Required work: Each line of the records that holds the word "Difficulty" should be copied out.

Segment Open

PR #534, opened 2019-09-20
clean up LoadTemplates and link to explorer on stats page

chappjc:
Previously, `template.Must(httpTemplates, nil)` was pointless (`err=nil`).
This assigns the parsed templates directly to the `Templates` field.

Also define a template function map for more involved template tasks.
e.g. On the stats page, use the `netname` function for links. This could
also be done prior to executing the template, but it may be desirable
to have the actual network name with any number suffix (e.g. testnet3)
still available in the `Network` data field.

Add `debuglevel=debug` to the stakepoold and dcrstakepool config used
in harness.sh.

### DIFF
--- a/system/core.go
+++ b/system/core.go
@@ -62,6 +62,19 @@ func (application *Application) Init(APISecret, baseURL, cookieSecret string,
 	application.APISecret = APISecret
 }
 
+var funcMap = template.FuncMap{
+	"times": func(a, b float64) float64 {
+		return a * b
+	},
+	"netname": func(network string) string {
+		net := strings.ToLower(network)
+		if strings.HasPrefix(net, "testnet") {
+			return "testnet"
+		}
+		return net
+	},
+}
+
 func (application *Application) LoadTemplates(templatePath string) error {
 	var templates []string
 
@@ -82,17 +95,9 @@ func (application *Application) LoadTemplates(templatePath string) error {
 		return err
 	}
 
-	// Since template.Must panics with non-nil error, it is much more
-	// informative to pass the error to the caller (runMain) to log it and exit
-	// gracefully.
-	httpTemplates, err := template.ParseFiles(templates...)
-	if err != nil {
-		return err
-	}
-
-	application.Template = template.Must(httpTemplates, nil)
 	application.TemplatesPath = templatePath
-	return nil
+	application.Template, err = template.New("vsp").Funcs(funcMap).ParseFiles(templates...)
+	return err
 }
 
 func (application *Application) Close() {
--- a/views/stats.html
+++ b/views/stats.html
@@ -62,7 +62,7 @@
 					<div class="row">
 						<div class="col text-center bg-white py-2">
 							<p class="font-weight-bold text--size-13 mb-0">Ticket Price</p>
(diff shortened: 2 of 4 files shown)


system/core.go
```diff
@@ -62,6 +62,19 @@ func (application *Application) Init(APISecret, baseURL, cookieSecret string,
 	application.APISecret = APISecret
 }
 
+var funcMap = template.FuncMap{
+	"times": func(a, b float64) float64 {
+		return a * b
+	},
+	"netname": func(network string) string {
+		net := strings.ToLower(network)
+		if strings.HasPrefix(net, "testnet") {
```
jholdstock: #445 actually added this functionality already. 

https://github.com/decred/dcrstakepool/blob/625bcd23ec3901d7b732903b9255a1a03104e0d2/controllers/main.go#L170-L179

https://github.com/decred/dcrstakepool/blob/625bcd23ec3901d7b732903b9255a1a03104e0d2/controllers/main.go#L192

---

And we also have other places where the URL is being constructed in the template:

https://github.com/decred/dcrstakepool/blob/625bcd23ec3901d7b732903b9255a1a03104e0d2/views/tickets.html#L179

---

We should probably try and standardise all of this and re-use/refactor the existing code rather than adding new code. Perhaps we could construct the dcrdata URL once in `config.go` and just pass the full URL around, rather than constructing the URL in multiple places.

views/stats.html
```diff
@@ -62,15 +62,15 @@ <h1><span>Network Stats</span></h1>
 					<div class="row">
 						<div class="col text-center bg-white py-2">
 							<p class="font-weight-bold text--size-13 mb-0">Ticket Price</p>
-							<p class="mb-0 text--size-13">{{printf "%0.2f" .StakeInfo.Difficulty}}&nbsp;DCR</p>
+							<p class="mb-0 text--size-13"><a href="https://dcrdata.decred.org/charts?chart=ticket-price&zoom=month" target="_blank" rel="noopener noreferrer">{{printf "%0.2f" .StakeInfo.Difficulty}}&nbsp;DCR</a></p>
```
jholdstock: Hardcoded mainnet - deliberate?

jholdstock: Also I notice that we are using `dcrdata.decred.org` here, but the link added further down is `mainnet.decred.org` .

My understanding was that we should use `dcrdata.org`, but I could be wrong about that. I would like to try and keep consistency where possible though.

system/core.go
```diff
@@ -62,6 +62,19 @@ func (application *Application) Init(APISecret, baseURL, cookieSecret string,
 	application.APISecret = APISecret
 }
 
+var funcMap = template.FuncMap{
+	"times": func(a, b float64) float64 {
```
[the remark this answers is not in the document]
chappjc: Ah, in my fork of dcrstakepool, I was using times to convert missed as a fraction to a percent.  Can remove this, but I figured it was no big deal to keep as an example or utility.

system/core.go
chappjc: The reason for having hit here is that in some routes, `{{$.Network}}` is not passed through `(*MainController).getNetworkName` first.  On such routes, the "testnet3" is needed, so the number can't be stripped from it.  The solutions are: (1) add another data field passed to the template with both versions of the network name, or (2) strip it on the fly in template execution.

views/stats.html
chappjc: ah, no that's a mistake.  I think we've still using dcrdata.org since the two hosts (mainnet.dcrdata.org and testnet.dcrdata.org) exists, while the ones on decred.org still point to Insight.

PR #535, opened 2019-09-20
Define and use a custom HTTP request logger

chappjc:


system/middleware.go
```diff
@@ -108,3 +111,31 @@ func (application *Application) ApplyAuth(c *web.C, h http.Handler) http.Handler
...
+// Logger is a middleware that logs the start and end of each request, along
+// with some useful data about what was requested, what the response status was,
+// and how long it took to return. This should be used after the RequestID
+// middleware.
+func Logger(RealIPHeader string) func(c *web.C, h http.Handler) http.Handler {
+	return func(c *web.C, h http.Handler) http.Handler {
+		fn := func(w http.ResponseWriter, r *http.Request) {
+			reqID := gojimw.GetReqID(*c)
+
+			log.Infof("[%s] Started %s %q, from %s", reqID, r.Method,
```
chappjc: This may be too verbose for some.  These can be made Debugf and/or the use of the request logging middleware can be made a config option.

PR #536, opened 2019-09-20
harness: add stakepoolcoldextkey to dcrwallet.conf

chappjc:


chappjc:
I was just reviewing the settings for the different processes.

PR #537, opened 2019-09-20
Add zipassets.sh to facilitate gzip_static use

chappjc:


chappjc:
Certainly.  I'll also add a comment in the sample-nginx.conf about this script to help utilize gzip_static.

PR #539, opened 2019-09-21
dcrstakepool: Add shutdown context

JoeGruffins:
Adds the file signal.go to handle interrupt signals.  On interrupt
safely shutdown server.  Also wait for sqlstore cleanup goroutine to
finish.


system/sqlstore.go
```diff
@@ -24,19 +26,26 @@ type SQLStore struct {
 
 // NewSQLStore returns a new SQLStore. The keyPairs are used in the same way as
 // the gorilla sessions CookieStore.
-func NewSQLStore(dbMap *gorp.DbMap, keyPairs ...[]byte) *SQLStore {
+func NewSQLStore(ctx context.Context, wg *sync.WaitGroup, dbMap *gorp.DbMap, keyPairs ...[]byte) *SQLStore {
```
jholdstock: I think `NewSQLStore` could follow the same pattern as introduced in #528. 

https://github.com/decred/dcrstakepool/blob/a2ca2e88a0dcb71214b43c75a48b573eae3898a1/backend/stakepoold/rpc/rpcserver/context.go#L797-L809

I think deferring the `wg.Done()` and using `return` instead of `break out` would be more consistent with the rest of the code, and it is a lot cleaner IMO.

signal.go
```diff
@@ -0,0 +1,51 @@
+// Copyright (c) 2013-2014 The btcsuite developers
```
jholdstock: Rather than adding this file twice, are we able to reuse `signal.go` from #528?

server.go
```diff
@@ -5,13 +5,15 @@
...
+	"context"
 	"fmt"
 	"net"
 	"net/http"
 	"os"
 	"strings"
+	"sync"
 
-	"github.com/gorilla/context"
+	gorillactx "github.com/gorilla/context"
```
jholdstock: I'm not sure we should be using `gorilla/context`. [The repo](https://github.com/gorilla/context) is read-only and seems to be deprecated in favour of stdlib `context.Context`

signal.go
JoeGruffins: My thinking is that they may diverge at some point.
I guess that will work just as well tho.

signal.go
```diff
@@ -0,0 +1,51 @@
...
+// Use of this source code is governed by an ISC
```
JoeGruffins: Forgot the license too.

server.go
JoeGruffins: I can't find where this is doing anything, so I removed it.

In the entire code base it is only used here https://github.com/decred/dcrstakepool/blob/85435210c6a561f541e39e9c629ac2b67906764f/server.go#L183

It looks like the context stores its own data maps, but they will contain no data to clear unless it is previously set https://github.com/gorilla/context/blob/master/context.go

We are using gorilla csrf, but it says nothing about calling clear in its example https://github.com/gorilla/csrf/blob/7b29b05df5ae7dc777b92fab3dadee1b15d15ed6/csrf.go#L78-L126

JoeGruffins: And then I found this https://github.com/gorilla/sessions/issues/121
so I dunno.  I'll create an issue about it, since I'm not sure if this needed, or a problem.

system/sqlstore.go
jholdstock: You resolved this one but I dont think the change has been made?

JoeGruffins: I totally overlooked the "break out", thank you for finding and pointing that out.

Issue #532, opened 2019-09-19
eliminate all inline javascript


chappjc:
All JS should be coming from js files, not embedded in the html in `<script>` tags.  Part of the reason this is still done is because there are template variables doing into the inline scripts.  This should not be done like this.  Instead, the relevant html elements should have data tags and the JS (from .js files) should reference the html elements for this data.  e.g. The Stimulus.js pattern used in dcrdata is an example of how to do this formally.  See the stimulus "controllers" defined in https://github.com/decred/dcrdata/tree/master/public/js/controllers, and the corresponding `data-controller` and `data-*` attributes in the html templates in https://github.com/decred/dcrdata/tree/master/views.

jholdstock:
I will take this on

PR #540, opened 2019-09-23
Update to d3.js version 5.12.0

### LINKED ISSUE #533: update to modular d3 (and compatible d3pie)
The [d3.js](https://github.com/d3/d3/releases) being used is very old (v3.4.4 from Mar 25, 2014 from what I can determine).  Since then, there have  been two major releases.

D3 v4 ([4.0.0](https://github.com/d3/d3/releases/tag/v4.0.0) on Jun 28, 2016, and [4.13.0](https://github.com/d3/d3/releases/tag/v4.13.0) Jan 29, 2018) introduced a module design, that would allow only the required libraries (whatever is needed to make the pie charts) to be used.  This is desirable as the d3.min.js file pushing ~450 kB, which is ridiculously large for pie charts.

D3 v5 ([5.0.0](https://github.com/d3/d3/releases/tag/v5.0.0) on Jan 28, 2018, and [5.12.0](https://github.com/d3/d3/releases/tag/v5.12.0) on Sep 7, 2019).

D3 CHANGES.md: https://github.com/d3/d3/blob/master/CHANGES.md

[**d3pie.js**](https://github.com/benkeen/d3pie/releases) on the other hand has changed very little.  We seem to be using 0.1.8 or 0.1.9.  The latest, 0.2.1, supports d3 v4.  I have tested d3pie v0.2.1 with d3 v4.13.0 in dcrstakepool and it seems to work without issue.  I have not tried to identified the minimum set of d3 submodules, instead just using the monolithic version of d3 that (unnecessarily) includes everything.

In short, we should either drop d3/d3pi entirely and find a more efficient way of making pie charts, or we should strive to get D3 up-to-date (on v5) and using the minimum required modules, and d3pie working with D3 v5 if that means patching d3pie itself.

jholdstock:
- Chart legend is now drawn by d3 rather than manually in the html template
- Most of the javascript creating the charts is now in a dedicated file (good progress towards #532)
- Chart labels are now showing absolute values rather than percentages. This is because percentages are quite easy to estimate by looking at the size of the pie slices, but it is not possible to work out the absolute values.

Closes #533


jholdstock:
Requesting review from @chappjc

chappjc:
A big benefit of the newer d3 versions is the ability to pick and choose the modules you need.  You've opted for the default package, which includes everything, so that works but it's much bigger than needed.

See https://github.com/d3/d3/blob/master/API.md.
I think we'd just need d3-path, d3-selection, d3-scale (and it's deps except the time ones), and d3-shape.

jholdstock:
Done. Previously 1 file at `246kB`, now 9 files at `91kB`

Segment Closed

Result for this task:
-							<p class="mb-0 text--size-13">{{printf "%0.2f" .StakeInfo.Difficulty}}&nbsp;DCR</p>
+							<p class="mb-0 text--size-13"><a href="https://dcrdata.decred.org/charts?chart=ticket-price&zoom=month" target="_blank" rel="noopener noreferrer">{{printf "%0.2f" .StakeInfo.Difficulty}}&nbsp;DCR</a></p>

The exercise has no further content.